Look down the entries below and report how many lines hold the string "rather"; write nothing else.

RECORDS SHOWN Block Start

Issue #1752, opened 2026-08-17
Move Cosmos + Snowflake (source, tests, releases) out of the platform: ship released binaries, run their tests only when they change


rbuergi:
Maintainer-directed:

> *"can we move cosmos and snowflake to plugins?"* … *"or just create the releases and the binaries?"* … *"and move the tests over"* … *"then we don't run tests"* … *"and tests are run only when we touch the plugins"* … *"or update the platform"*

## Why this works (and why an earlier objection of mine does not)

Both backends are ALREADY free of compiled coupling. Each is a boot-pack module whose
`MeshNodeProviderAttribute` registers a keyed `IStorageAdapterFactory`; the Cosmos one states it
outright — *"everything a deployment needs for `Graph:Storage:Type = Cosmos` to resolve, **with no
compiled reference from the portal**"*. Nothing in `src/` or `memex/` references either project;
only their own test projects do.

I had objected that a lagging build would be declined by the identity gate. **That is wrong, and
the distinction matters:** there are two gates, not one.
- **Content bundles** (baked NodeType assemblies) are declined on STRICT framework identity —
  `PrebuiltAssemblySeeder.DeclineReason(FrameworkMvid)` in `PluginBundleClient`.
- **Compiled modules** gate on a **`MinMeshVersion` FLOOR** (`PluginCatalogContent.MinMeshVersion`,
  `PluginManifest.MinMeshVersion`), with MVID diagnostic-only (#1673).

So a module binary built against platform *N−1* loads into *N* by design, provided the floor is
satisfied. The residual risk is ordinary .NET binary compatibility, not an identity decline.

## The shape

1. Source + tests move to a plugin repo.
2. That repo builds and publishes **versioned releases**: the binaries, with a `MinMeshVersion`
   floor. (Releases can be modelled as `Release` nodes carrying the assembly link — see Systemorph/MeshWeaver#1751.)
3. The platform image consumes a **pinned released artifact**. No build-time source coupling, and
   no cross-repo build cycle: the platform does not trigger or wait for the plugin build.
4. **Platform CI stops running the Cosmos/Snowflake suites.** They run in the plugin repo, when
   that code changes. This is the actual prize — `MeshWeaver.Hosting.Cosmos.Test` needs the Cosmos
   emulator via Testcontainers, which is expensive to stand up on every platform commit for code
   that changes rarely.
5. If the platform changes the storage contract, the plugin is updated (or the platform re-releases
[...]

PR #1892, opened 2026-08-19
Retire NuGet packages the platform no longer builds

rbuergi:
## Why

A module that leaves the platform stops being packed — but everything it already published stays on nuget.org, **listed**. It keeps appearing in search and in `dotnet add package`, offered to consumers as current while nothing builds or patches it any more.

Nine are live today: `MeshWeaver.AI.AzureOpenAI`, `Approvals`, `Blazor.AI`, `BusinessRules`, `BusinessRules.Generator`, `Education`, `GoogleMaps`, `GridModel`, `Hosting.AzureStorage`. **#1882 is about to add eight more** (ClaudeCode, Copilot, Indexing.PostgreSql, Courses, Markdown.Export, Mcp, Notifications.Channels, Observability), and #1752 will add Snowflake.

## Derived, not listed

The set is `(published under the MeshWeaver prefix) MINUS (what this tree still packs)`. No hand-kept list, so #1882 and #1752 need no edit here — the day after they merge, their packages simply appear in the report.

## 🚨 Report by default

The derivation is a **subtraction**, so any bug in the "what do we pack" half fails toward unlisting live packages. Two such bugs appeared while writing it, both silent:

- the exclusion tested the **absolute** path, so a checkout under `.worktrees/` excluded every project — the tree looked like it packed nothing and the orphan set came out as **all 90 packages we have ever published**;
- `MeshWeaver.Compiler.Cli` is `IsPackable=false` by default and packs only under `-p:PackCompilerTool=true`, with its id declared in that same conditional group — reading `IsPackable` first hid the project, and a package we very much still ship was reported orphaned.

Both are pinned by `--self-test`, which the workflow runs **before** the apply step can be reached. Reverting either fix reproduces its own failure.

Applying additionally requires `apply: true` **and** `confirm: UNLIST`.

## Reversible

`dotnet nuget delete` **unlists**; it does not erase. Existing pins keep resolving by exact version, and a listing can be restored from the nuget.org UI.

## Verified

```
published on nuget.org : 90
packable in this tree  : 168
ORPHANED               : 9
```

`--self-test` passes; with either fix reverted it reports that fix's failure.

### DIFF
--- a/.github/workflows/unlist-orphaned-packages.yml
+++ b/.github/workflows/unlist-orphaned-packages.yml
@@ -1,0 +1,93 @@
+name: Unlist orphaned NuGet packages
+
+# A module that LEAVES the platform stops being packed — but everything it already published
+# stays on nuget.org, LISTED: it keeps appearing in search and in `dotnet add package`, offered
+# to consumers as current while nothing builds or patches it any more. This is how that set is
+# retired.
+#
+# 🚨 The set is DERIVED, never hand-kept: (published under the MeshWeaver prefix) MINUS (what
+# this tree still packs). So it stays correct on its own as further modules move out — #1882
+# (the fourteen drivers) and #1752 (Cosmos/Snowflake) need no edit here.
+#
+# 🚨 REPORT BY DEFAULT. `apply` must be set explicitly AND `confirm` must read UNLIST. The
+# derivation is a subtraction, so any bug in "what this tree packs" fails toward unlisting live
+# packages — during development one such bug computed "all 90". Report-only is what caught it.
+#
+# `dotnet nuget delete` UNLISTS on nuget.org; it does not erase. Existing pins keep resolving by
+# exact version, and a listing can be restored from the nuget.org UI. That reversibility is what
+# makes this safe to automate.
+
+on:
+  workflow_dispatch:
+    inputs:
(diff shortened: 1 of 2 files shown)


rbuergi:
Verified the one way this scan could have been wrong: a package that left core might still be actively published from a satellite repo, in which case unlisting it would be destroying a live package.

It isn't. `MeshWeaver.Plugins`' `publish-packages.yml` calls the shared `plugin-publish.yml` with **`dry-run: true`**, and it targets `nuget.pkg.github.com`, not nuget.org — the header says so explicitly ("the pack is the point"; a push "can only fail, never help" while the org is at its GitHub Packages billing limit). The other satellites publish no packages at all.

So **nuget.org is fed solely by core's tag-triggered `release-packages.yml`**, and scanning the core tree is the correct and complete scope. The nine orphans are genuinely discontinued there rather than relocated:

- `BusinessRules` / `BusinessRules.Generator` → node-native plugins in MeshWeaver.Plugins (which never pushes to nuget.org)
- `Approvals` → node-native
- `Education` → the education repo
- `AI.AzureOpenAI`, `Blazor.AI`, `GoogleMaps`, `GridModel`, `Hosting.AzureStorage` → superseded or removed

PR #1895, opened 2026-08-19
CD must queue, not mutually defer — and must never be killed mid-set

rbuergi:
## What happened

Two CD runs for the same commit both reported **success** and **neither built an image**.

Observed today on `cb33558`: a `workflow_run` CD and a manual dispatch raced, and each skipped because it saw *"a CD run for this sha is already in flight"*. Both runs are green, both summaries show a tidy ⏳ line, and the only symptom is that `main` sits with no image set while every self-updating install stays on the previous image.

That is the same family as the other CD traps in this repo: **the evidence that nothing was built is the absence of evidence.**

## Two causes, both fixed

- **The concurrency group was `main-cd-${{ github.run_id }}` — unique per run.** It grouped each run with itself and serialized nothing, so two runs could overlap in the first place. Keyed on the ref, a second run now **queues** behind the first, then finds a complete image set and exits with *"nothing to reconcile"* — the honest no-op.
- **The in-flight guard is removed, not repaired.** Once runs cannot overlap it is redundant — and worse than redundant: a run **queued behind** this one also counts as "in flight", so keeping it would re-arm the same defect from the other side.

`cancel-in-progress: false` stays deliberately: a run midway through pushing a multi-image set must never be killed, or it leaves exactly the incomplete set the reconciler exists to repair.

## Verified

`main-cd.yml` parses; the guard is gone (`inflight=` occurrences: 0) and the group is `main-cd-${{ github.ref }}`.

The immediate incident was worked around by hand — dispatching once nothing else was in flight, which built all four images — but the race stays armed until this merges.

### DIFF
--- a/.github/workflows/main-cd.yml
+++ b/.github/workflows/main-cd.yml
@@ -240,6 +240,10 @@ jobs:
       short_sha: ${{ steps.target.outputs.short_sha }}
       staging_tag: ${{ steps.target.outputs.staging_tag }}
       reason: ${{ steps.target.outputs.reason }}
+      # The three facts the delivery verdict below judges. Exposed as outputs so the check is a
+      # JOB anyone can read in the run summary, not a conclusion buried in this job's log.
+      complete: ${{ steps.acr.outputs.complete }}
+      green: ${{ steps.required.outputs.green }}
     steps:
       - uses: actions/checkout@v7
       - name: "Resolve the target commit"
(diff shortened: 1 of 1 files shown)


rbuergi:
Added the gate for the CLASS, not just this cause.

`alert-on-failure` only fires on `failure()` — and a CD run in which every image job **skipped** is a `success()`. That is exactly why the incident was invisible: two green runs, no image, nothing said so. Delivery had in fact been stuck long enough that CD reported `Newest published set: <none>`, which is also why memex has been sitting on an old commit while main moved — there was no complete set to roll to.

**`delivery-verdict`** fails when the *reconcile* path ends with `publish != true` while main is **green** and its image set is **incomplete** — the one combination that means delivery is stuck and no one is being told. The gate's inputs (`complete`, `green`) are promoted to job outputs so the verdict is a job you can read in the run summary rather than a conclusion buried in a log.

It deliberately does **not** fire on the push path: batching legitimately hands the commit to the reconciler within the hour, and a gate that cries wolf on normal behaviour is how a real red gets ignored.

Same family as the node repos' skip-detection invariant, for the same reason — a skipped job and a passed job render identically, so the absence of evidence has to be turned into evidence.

RECORDS SHOWN Block End

### TASK RESULT
2